Amazon has published a top-fifty list for the year, and, scanning it, I found that I had read eight of them and owned two more. That seems about right. Anything greater than 20% would make me a slave to buzz. Looking a little harder, though, I see that two of the books that I've "read" are pictorial - Getmapping's New York City atlas, and the New Yorker cartoon omnibus. This hasn't been a good year, chez moi, for polishing off books.

I haven't said anything about the great Gilbert Stuart show at the Metropolitan Museum, although I've been to it twice. It's great in three different ways.
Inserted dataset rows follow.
PR #3687, opened 2024-01-12
removes log4j warning message

codefromthecrypt:
I noticed this testing homebrew
```bash
$ java -jar zipkin.jar
ERROR StatusLogger Log4j2 could not find a logging implementation. Please add log4j-core to the classpath. Using SimpleLogger to log to the console...

                  oo
                 oooo

```

Also, fixed some README fuzz and updated docker images to latest

### DIFF
--- a/zipkin-server/pom.xml
+++ b/zipkin-server/pom.xml
@@ -266,6 +266,13 @@
       <scope>provided</scope>
     </dependency>
 
+    <!-- the "slim" jar will exclude this -->
+    <dependency>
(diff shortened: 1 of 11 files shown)


zipkin-server/pom.xml
```diff
@@ -266,6 +266,13 @@
       <scope>provided</scope>
     </dependency>
 
+    <!-- the "slim" jar will exclude this -->
```
codefromthecrypt, line 269: here is the main change

Issue #3649, opened 2023-12-14
Add a way to install zipkin through homebrew on macos


remyleone:
## Feature

I would like to install zipkin using homebrew using `brew install zipkin`

## Rationale

It would be helpful for other macos user to have a way to experiment quickly and easily with zipkin while keeping it up to date with brew

## Example Scenario

I got a mac, I don't have docker, I want to try zipkin out, I would like to have a way to test it without compiling.

## Prior Art
* Links to prior art
* More links

codefromthecrypt:
sounds very sensible

codefromthecrypt:
for now you can try the quick start https://zipkin.io/pages/quickstart.html

```bash
$ curl -sSL https://zipkin.io/quickstart.sh | bash -s
$ java -jar zipkin.jar
```

One question for the home-brew thing, is if this should be the full zipkin build (includes kafka etc) or slim (smaller and a bit quicker to startup, but no messaging support)

remyleone:
Kafka is already available in [homebrew](https://github.com/Homebrew/homebrew-core/blob/f49bf3578641d7bd93021553c7ecf99255b137e7/Formula/k/kafka.rb), maybe the other components in the full zipkin build are also present.

I guess you could have a jar that contains only zipkin code and either include a dependency on kafka explicitly (and the other dependencies) or having something without kafka support included but that could find it opportunistically if present.

codefromthecrypt:
oh zipkin's support of kafka is optional. I'm leaning towards the full build

codefromthecrypt:
someone who wants to help with this can copy something like this https://github.com/Homebrew/homebrew-core/blob/4ef4ac3f2708daa8be276fcea3fdaade8ddded3a/Formula/d/denominator.rb into a new pull request

except use https://repo1.maven.org/maven2/io/zipkin/zipkin-server/2.26.0/zipkin-server-2.26.0-exec.jar as the jar

@reta wanna give this a try? I've done several homebrew recipes and the community is nice.

reta:
> @reta wanna give this a try? I've done several homebrew recipes and the community is nice.

@codefromthecrypt really want to help here, but I don't have MacOS box available to me (I have Windows and Linux boxes) :(

codefromthecrypt:
ah yeah indeed macos is important for testing. I'll help with this!

codefromthecrypt:
[...]

PR #3689, opened 2024-01-14
ci: adds lint check and fixes bad links and yaml formatting

codefromthecrypt:
This adds new scripts `configure_lint` and `lint` which work like our other build-bin scripts. These lint the workflow yaml and our markdown links.

I also removed the separate step for javadoc checking as it is easy to do that in the release test target, as well uses less resources vs doing it twice.

See https://github.com/openzipkin/zipkin-gcp/pull/212 for the first impl of this. I will propagate the same style elsewhere after.

### DIFF
--- a/.github/CONTRIBUTING.md
+++ b/.github/CONTRIBUTING.md
@@ -9,7 +9,7 @@ When submitting code, please apply [Square Code Style](https://github.com/square
 ## License
 
 By contributing your code, you agree to license your contribution under
-the terms of the [APLv2](LICENSE).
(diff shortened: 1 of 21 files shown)


codefromthecrypt:
besides normal motivation, one is to make sure things pass before adding new links for #3649

reta (approved):

codefromthecrypt:
I refactored this to be coherent with the other steps we do like `test` and `deploy`. This makes it easy to verify on your laptop the same as CI would do.

PR #1910, opened 2024-02-02
ci(gha): Fix labeler workflow after tooling bump

gracedo:
labeler workflow bump contained breaking changes in the labeler config file

```release-note

```

**Checklist**


msdolbey (approved):
👍 
oh my glob

PR #1941, opened 2024-02-16
fix: unpin KPS Grafana, update metrics path

alembiewski:
This PR fixes the metrics scraping issue with Grafana v10+. Also, it bumps Grafana in KPS to the latest version (v10.3.3)

Screenshot 2024-02-16 at 12 37 52

Screenshot 2024-02-16 at 12 37 17

https://d2iq.atlassian.net/browse/D2IQ-99819

```release-note

```

**Checklist**

### DIFF
--- a/services/kube-prometheus-stack/48.3.1/defaults/cm.yaml
+++ b/services/kube-prometheus-stack/48.3.1/defaults/cm.yaml
@@ -341,6 +341,7 @@ data:
       serviceMonitor:
         labels:
           prometheus.kommander.d2iq.io/select: "true"
+        path: "/dkp/grafana/metrics"
       ingress:
         enabled: true
         annotations:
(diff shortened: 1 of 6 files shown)


services/kube-prometheus-stack/48.3.1/defaults/cm.yaml
```diff
@@ -334,15 +334,14 @@ data:
             memory: 200Mi
     grafana:
       enabled: true
-      # pinning grafana to 9.5 since it appears that upgrading to v10 is causing issues with prometheus scraping
-      # grafana metrics
       image:
-        tag: 9.5.13
+        tag: 10.3.3
```
gracedo, line 338: can we just remove this config and let the default (with this version of KPS) be used?

gracedo (commented):
🙏🏻 thank you!! just one comment

services/kube-prometheus-stack/48.3.1/defaults/cm.yaml
alembiewski: done. also verified metrics scraping works in the default version (10.0.3)

PR #1950, opened 2024-02-19
fix: add a workaround to make the 5.x Velero chart adopt 4.x hook resources

asekretenko:
- Closes https://d2iq.atlassian.net/browse/D2IQ-99927
- Closes https://d2iq.atlassian.net/browse/D2IQ-99936

```release-note
NONE

```

**Checklist**

### DIFF
--- a/services/velero/5.2.2/helmrelease/helmrelease.yaml
+++ b/services/velero/5.2.2/helmrelease/helmrelease.yaml
@@ -21,8 +21,6 @@ spec:
       retries: 30
   upgrade:
     crds: CreateReplace
-    remediation:
-      retries: 30
   releaseName: velero
   valuesFrom:
     - kind: ConfigMap
--- a/services/velero/5.2.2/helmrelease/helmrelease.yaml
+++ b/services/velero/5.2.2/helmrelease/helmrelease.yaml
@@ -3,6 +3,8 @@ kind: HelmRelease
 metadata:
   name: velero
   namespace: ${releaseNamespace}
+  annotations:
+    velero.kommander.d2iq.io/no-hooks-chart: "true"
 spec:
   chart:
     spec:
--- a/services/velero/5.2.2/v4-hooks-adoption/v4-hooks-adoption.yaml
+++ b/services/velero/5.2.2/v4-hooks-adoption/v4-hooks-adoption.yaml
@@ -1,0 +1,89 @@
+apiVersion: v1
+kind: ServiceAccount
+metadata:
+  name: velero-v4-hooks-adoption
+  namespace: ${releaseNamespace}
+---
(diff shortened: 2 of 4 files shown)


services/velero/5.2.2/helmrelease/helmrelease.yaml
```diff
@@ -3,6 +3,8 @@ kind: HelmRelease
 metadata:
   name: velero
   namespace: ${releaseNamespace}
+  annotations:
+    velero.kommander.d2iq.io/no-hooks-chart: "true"
```
gracedo, line 7: clever!

services/velero/5.2.2/v4-hooks-adoption/v4-hooks-adoption.yaml
```diff
@@ -0,0 +1,89 @@
...
+                sleep 30
+              done
+
+              # Hook resources will be identified by matching the labels values set by 4.x charts,
+              # with the presence of some `helm.sh/chart` value used as an additional guard against
+              # users setting these values of `app.kubernetes.io` labels on their own resources.
+              #
+              # In case a newer chart (which does not use hooks to install these) is already present, this is a no-op.
+
+              echo "Labeling and annotating resources installed by a 4.x Velero Helm chart hooks to allow adoption by the new chart"
```
gracedo, line 80: I assume it is probably safe to always run this again after it's been run / on a fresh install of 2.x chart? or do we want to add a safeguard to only run this once, like is there another defining label or annotation on the 4.x resource we can use to select against to avoid running it on a 5.x chart?

Either way, let's also create a follow up JIRA to handle cleaning up this job in the next release! The ticket can be created in https://d2iq.atlassian.net/browse/D2IQ-95564

gracedo (approved):

cwyl02 (approved):

services/velero/5.2.2/v4-hooks-adoption/v4-hooks-adoption.yaml
asekretenko: It is safe to run it against 5.x (and this is what can easily happen during a fresh install), as these annotations and label are identical to those set by Helm on chart-owned resources.

However, we indeed need to remove this job in the next release to decrease the maintenance burden. Filed https://d2iq.atlassian.net/browse/D2IQ-100067

services/velero/5.2.2/helmrelease/helmrelease.yaml
asekretenko: Initially I intended to watch for the proper chart version in the HelmRelease, but realized that this would be very prone to breakage in the face of patch releases. We would have either needed one more location where the version needs to be bumped, or in a somewhat non-trivial propagation of said version.

PR #1958, opened 2024-02-21
revert: "feat: Rename deprecated secretRef to certSecretRef (#1925)"

takirala:
Reverts mesosphere/kommander-applications#1925

`secretRef` to `certSecretRef` is a bigger change than we initially anticipated. when we reintroduce this feature, we should:

- have a patch to remove the `secretRef` from HelmRepository resources.
- update the `caFile` to `ca.crt` in the secret data.


gracedo (approved):

msdolbey (approved):
👍 
roll it on back

PR #1969, opened 2024-02-23
chore: migrate HelmRepository from `secretRef` to `certSecretRef` 

alembiewski:
This PR updates the existing patch to add certSecretRef to HelmRepository manifests and also introduced a `delete` patch to remove deprecated `secretRef` references.

https://d2iq.atlassian.net/browse/D2IQ-99228

```release-note

```

**Checklist**


mhrabovcin (approved):

common/airgapped/patch-add-cert-secret-ref.yaml
mikolajb, line 1: Do we need to clean it up from the existing management repository?

mikolajb (approved):

common/airgapped/patch-delete-secret-ref.yaml
```diff
@@ -0,0 +1,8 @@
+apiVersion: source.toolkit.fluxcd.io/v1beta2
+kind: HelmRepository
+metadata:
+  name: not-used-in-a-patch
+spec:
+  secretRef:
+    $patch: delete
```
alembiewski, line 7: Looks like `$patch: delete` instruction breaks the `Check licenses.d2iq.yaml` check: https://github.com/mesosphere/kommander-applications/actions/runs/8018555753/job/21904680915?pr=1969

PR #2008, opened 2024-03-11
fix(ceph): Downgrade to 1.12.11

gracedo:

We are hitting https://github.com/rook/rook/issues/13614 in our preprov e2e tests -- let's downgrade back to 1.12 as we continue to investigate.

**Checklist**


msdolbey (approved):
👍 
Have to

PR #2009, opened 2024-03-11
chore: updating ui to most recent tag

msdolbey:
Just updating UI to the latest

n/a

Solely latest UI bump

Solely latest UI bump

**Checklist**


gracedo (approved):
if I find some time I can take a look at why the automation isn't working in kommander-ui

nataliepina:
I was going to say this should be automated like this one https://github.com/mesosphere/kommander-applications/pull/1766
I am not sure why it would not be working.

First, by lining up various portraits of Washington that you might be forgiven for having thought of as copies of a single master, the exhibition breaks the iconic impermeability of these images and makes it possible to see them critically - to judge, for example, the different shades of the first President's character that each embodies. (I may be chauvinist, but there's no doubt in my mind that the Met owns the best of the right-facing three-quarter shots.)  Second, the abundance of first-class pictures puts Stuart squarely in league with Sir Joshua Reynolds; he is certainly no American provincial. Perhaps the most awesome is Stuart's 1823-4 portrait of John Adams. Finally, there is the picture of Bostonian Lydia Smith, who was not quite 25 when Stuart painted her in 1808-10. Lydia isn't the most beautiful girl ever to have her portrait painted, but the bright willing hopefulness of her slightly averted gaze has captured my heart, and the painting itself is terrifically fine. This picture, currently in a private collection, is not on-line, so you'll have to get to know Lydia in person, between now and the middle of January. She is a very good reason to visit New York.

The funniest thing at the show - also a Met "treasure" - is the portrait of Matilda de Jaudenes, a Philadelphia girl who got snapped up by a money-grubbing and very minor Spanish grandee. She is presented by the museum as an unwilling sitter, but I have always taken her to be quite pleased with her gaudy, goofy outfit. The doodad atop her head may make her the United States's first fashion victim.